Rabi-error and Blockade-error-resilient All-Geometric Rydberg Quantum Gates

TL;DR

This paper introduces a robust two-qubit geometric gate scheme for Rydberg atoms that enhances resistance to control and blockade errors, promising improved fidelity in neutral atom quantum computing.

Contribution

It presents a novel hybrid geometric gate scheme combining non-adiabatic and adiabatic processes to improve robustness against specific quantum errors.

Findings

Numerical simulations confirm increased robustness against Rabi and blockade errors.

Analysis of motion-induced dephasing and leakage errors shows their impact on fidelity.
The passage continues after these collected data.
PR #82, opened 2026-06-17
fix: skip HTML comments in checkBrokenLinks

Taegost:
## What

`checkBrokenLinks` now strips complete `<!-- ... -->` HTML comment spans before scanning for links. Previously, links inside HTML comments were flagged as broken — producing false `BROKEN_LINK` warnings in scaffold files like `patterns/INDEX.md` where template examples live in comment blocks.

Unclosed `<!--` (no matching `-->`) is left as plain text, consistent with `checkIndexSync`'s behavior.

**Line numbering fix:** The initial implementation stripped comments with an empty replacement, which collapsed line numbers for any real broken links appearing after a comment block. The replacement now preserves newline characters so the line array stays the same length as the original file — reported line numbers match the actual source location.

## Why

The `patterns/INDEX.md` template generated by `mex setup` includes example links inside HTML comments. After setup, running `mex check` on the scaffold produced 7 false `BROKEN_LINK` warnings from these comment examples — dropping the score to 79/100 even when the scaffold is otherwise correct.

The scheme demonstrates potential for systematic error-tolerant quantum computation.

Abstract

We propose a nontrivial two-qubit gate scheme in which Rydberg atoms are subject to designed pulses resulting from geometric evolution processes. By utilizing a hybrid robust non-adiabatic and adiabatic geometric operations on the control atom and target atom, respectively, we improve the robustness of two-qubit Rydberg gate against Rabi control errors as well as blockade errors in comparison with the conventional two-qubit blockade gate. Numerical results with the current state-of-the-art experimental parameters corroborates the above mentioned robustness. We also evaluated the influence induced by the motion-induced dephasing and the dipole-dipole interaction and imperfection excitation induced leakage errors, which both could decrease the gate fidelity. Our scheme provides a promising route towards systematic control error (Rabi error) as well as blockade error tolerant geometric quantum computation on neutral atom system.